From the entries below, pull out each line where "splitting" appears.

= Beginning of Section =

PR #17700, opened 2023-08-18
Add docs on CPU-based replica rebalancing

rmloveland:
Fixes:

- DOC-6917
- DOC-6989
- DOC-6999
- DOC-7746
- DOC-8564

Summary of changes:

- Architecture > Replication Layer: Update the 'Load-based splitting' section to describe how replica count & CPU usage are used to rebalance replicas (not disk usage)
- Cluster Setup Troubleshooting: Add a new section 'Disk usage is different across nodes in the cluster' to explain that this is expected behavior, and link to load-based replication architecture docs
- Load-based splitting: Add a new section 'Monitor load-based splitting' so users can know where to look in logs and metrics to see how it is working
- Node Shutdown: Update the 'Size and replication factor' to explain how replicas are rebalanced when a node is decommissioned and immediately replaced, and include a link to docs about how replica rebalancing works

### DIFF
--- a/src/current/v23.1/architecture/replication-layer.md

= End of Section =

Response box:
- Architecture > Replication Layer: Update the 'Load-based splitting' section to describe how replica count & CPU usage are used to rebalance replicas (not disk usage)
- Load-based splitting: Add a new section 'Monitor load-based splitting' so users can know where to look in logs and metrics to see how it is working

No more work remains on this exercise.